Ao abordar a relação entre magistrados e opinião pública, Cármen Lúcia afirmou que o objetivo do Judiciário não deve ser agradar os cidadãos, mas garantir que suas decisões sejam reconhecidas como legítimas e tomadas dentro dos limites da Constituição e das leis.
“Precisamos estruturar um poder no qual a sociedade confie. Não quero que ela goste, porque é claro que quem perde uma causa não gosta da decisão, menos ainda de quem a proclamou”, disse Cármen Lúcia, ministra do Supremo Tribunal Federal.
Para a ministra, a legitimidade da Justiça está diretamente ligada à percepção de imparcialidade e respeito às normas jurídicas.

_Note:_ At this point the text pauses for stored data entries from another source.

Issue #8052, opened 2024-09-05
Update cache  parameter `for_version` to `lingering`.


Hugo-Inmanta:
Follow up to https://github.com/inmanta/inmanta-core/issues/7696

Implement the suggestions in [this comment](https://github.com/inmanta/inmanta-core/pull/7850#discussion_r1744902102)

Improve the naming as suggested https://inmanta.slack.com/archives/CKRF0C8R3/p1725543194151569

Make sure to remove all mentions of `lingering` everywhere (tests, docstrings ...)

PR #8109, opened 2024-09-19
Issue/8052 agent cache follow up improve naming

Hugo-Inmanta:
# Description

- Remove all mentions of `lingering`
- Silently deprecate `for_version` parameter in favour of 2 new parameters `refresh_after_access` and `evict_after_creation`.
- Set sensible default values for these new parameters

closes https://github.com/inmanta/inmanta-core/issues/8052

# Self Check:

- [x] Changelog entry

### DIFF
--- a/changelogs/unreleased/8052-agent-cache-improve-naming.yml
+++ b/changelogs/unreleased/8052-agent-cache-improve-naming.yml
@@ -1,3 +1,7 @@
-description: "Clarify user facing interface."
+description: >
+  The retention policy of items in the agent cache can be set via
+  the `evict_after_creation` and `evict_after_creation` parameters.
 change-type: patch
 destination-branches: [master]
+sections:
+  minor-improvement: "{{description}}"
--- a/changelogs/unreleased/8052-agent-cache-improve-naming.yml
+++ b/changelogs/unreleased/8052-agent-cache-improve-naming.yml
@@ -1,0 +1,3 @@
+description: "Clarify user facing interface."
+change-type: patch
+destination-branches: [master]
--- a/changelogs/unreleased/8052-agent-cache-improve-naming.yml
+++ b/changelogs/unreleased/8052-agent-cache-improve-naming.yml
@@ -5,3 +5,10 @@ change-type: minor
 destination-branches: [master]
 sections:
   minor-improvement: "{{description}}"
+  update-note: >
+    Agent cache retention policy parameter `timeout` is now an alias for
+    the `evict_after_creation` parameter.
+  deprecation-note: >
+    Agent cache retention policy parameters `for_version` and `timeout` are deprecated.
+    The `evict_after_creation` and `evict_after_last_access` parameters should be
+    used instead.
--- a/changelogs/unreleased/8052-agent-cache-improve-naming.yml
+++ b/changelogs/unreleased/8052-agent-cache-improve-naming.yml
@@ -5,7 +5,7 @@ change-type: minor
 destination-branches: [master]
 sections:
   minor-improvement: "{{description}}"
-  update-note: >
+  upgrade-note: >
     Agent cache retention policy parameter `timeout` is now an alias for
     the `evict_after_creation` parameter.
   deprecation-note: >
--- a/changelogs/unreleased/8052-agent-cache-improve-naming.yml
+++ b/changelogs/unreleased/8052-agent-cache-improve-naming.yml
@@ -1,7 +1,7 @@
 description: >
   The retention policy of items in the agent cache can be set via
-  the `evict_after_creation` and `evict_after_creation` parameters.
-change-type: patch
+  the `evict_after_creation` and `evict_after_last_access` parameters.
+change-type: minor
 destination-branches: [master]
 sections:
   minor-improvement: "{{description}}"
--- a/docs/model_developers/handlers.rst
+++ b/docs/model_developers/handlers.rst
@@ -236,12 +236,13 @@ second time with the same arguments, it will not be executed again, but the cach
 returned instead. To exclude specific arguments from the cache key, use the ``ignore`` parameter.
 
 Cache entries will be dropped from the cache when they become stale. Use the following parameters to control when an entry is considered stale:
-  * Setting ``evict_after_creation=True`` will mark entries as stale after a timeout controlled by the ``timeout`` parameter (5000s by default).
-  * Setting ``refresh_after_access=True`` will reset the expiry time of entries to 60s anytime they're used.
+  * ``evict_after_creation``: mark entries as stale after this amount of time (in seconds) has elapsed since they entered the cache (5000s by default).
+  * ``evict_after_last_access``: mark entries as stale after this amount of time (in seconds) has elapsed since they were last accessed (60 by default).
+
 
 .. note::
 
-    If both ``evict_after_creation=True`` and ``refresh_after_access=True`` are set,
+    If both ``evict_after_creation=True`` and ``evict_after_last_access=True`` are set,
     the entry will become stale when the shortest of the two timers is up.
 
 
@@ -249,12 +250,12 @@ For example, to cache the connection to a specific device for 120 seconds:
 
 .. code-block:: python
 
-    @cache(timeout=120, ignore=["ctx"], evict_after_creation=True)
+    @cache(ignore=["ctx"], evict_after_creation=120)
     def get_client_connection(self, ctx, device_id):
        # ...
        return connection
 
-Setting ``refresh_after_access=True`` (or omitting the parameter) will reset the lifetime
+Setting ``evict_after_last_access=60`` (or omitting the parameter) will reset the lifetime
 of the cached connection to 60s everytime it is read from the cache.
 
 .. code-block:: python
@@ -271,7 +272,7 @@ from the cache. It gets the cached item as argument.
 
 .. code-block:: python
 
-    @cache(timeout=120, ignore=["ctx"], refresh_after_access=True,
+    @cache(ignore=["ctx"], evict_after_last_access=60,
        call_on_delete=lambda connection:connection.close())
     def get_client_connection(self, ctx, device_id, version):
        # ...
--- a/docs/model_developers/handlers.rst
+++ b/docs/model_developers/handlers.rst
@@ -235,8 +235,8 @@ the method will form the cache key, the return value will be cached. When the me
 second time with the same arguments, it will not be executed again, but the cached result is
 returned instead. To exclude specific arguments from the cache key, use the ``ignore`` parameter.
 
-Cache entries will be dropped from the cache when they become stale. Use the following parameters to control when an entry is considered stale:
-  * ``evict_after_creation``: mark entries as stale after this amount of time (in seconds) has elapsed since they entered the cache (5000s by default).
+Cache entries will be dropped from the cache when they become stale. Use the following parameters to set the retention policy:
+  * ``evict_after_creation``: mark entries as stale after this amount of time (in seconds) has elapsed since they entered the cache.
   * ``evict_after_last_access``: mark entries as stale after this amount of time (in seconds) has elapsed since they were last accessed (60 by default).
 
 
@@ -255,8 +255,8 @@ For example, to cache the connection to a specific device for 120 seconds:
        # ...
        return connection
 
-Setting ``evict_after_last_access=60`` (or omitting the parameter) will reset the lifetime
-of the cached connection to 60s everytime it is read from the cache.
+Setting ``evict_after_last_access=60`` (or omitting the parameter) will evict
+the connection from the cache 60s after it was last read from the cache.
 
 .. code-block:: python
 
--- a/docs/model_developers/handlers.rst
+++ b/docs/model_developers/handlers.rst
@@ -50,6 +50,7 @@ entity it is serializing.
 
     from inmanta.resources import resource, Resource
 
+
     @resource("std::File", agent="host.name", id_attribute="path")
     class File(Resource):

“O importante é que a pessoa saiba que eu agi de maneira correta de acordo com a lei e que o único compromisso foi cumprir o que eu jurei cumprir quando tomei posse há 20 anos no STF: a Constituição, as leis da República”, completou.
O que está em discussão no novo Código de Ética
As declarações da ministra ocorrem paralelamente aos trabalhos de elaboração de um Código de Ética para os integrantes do Supremo.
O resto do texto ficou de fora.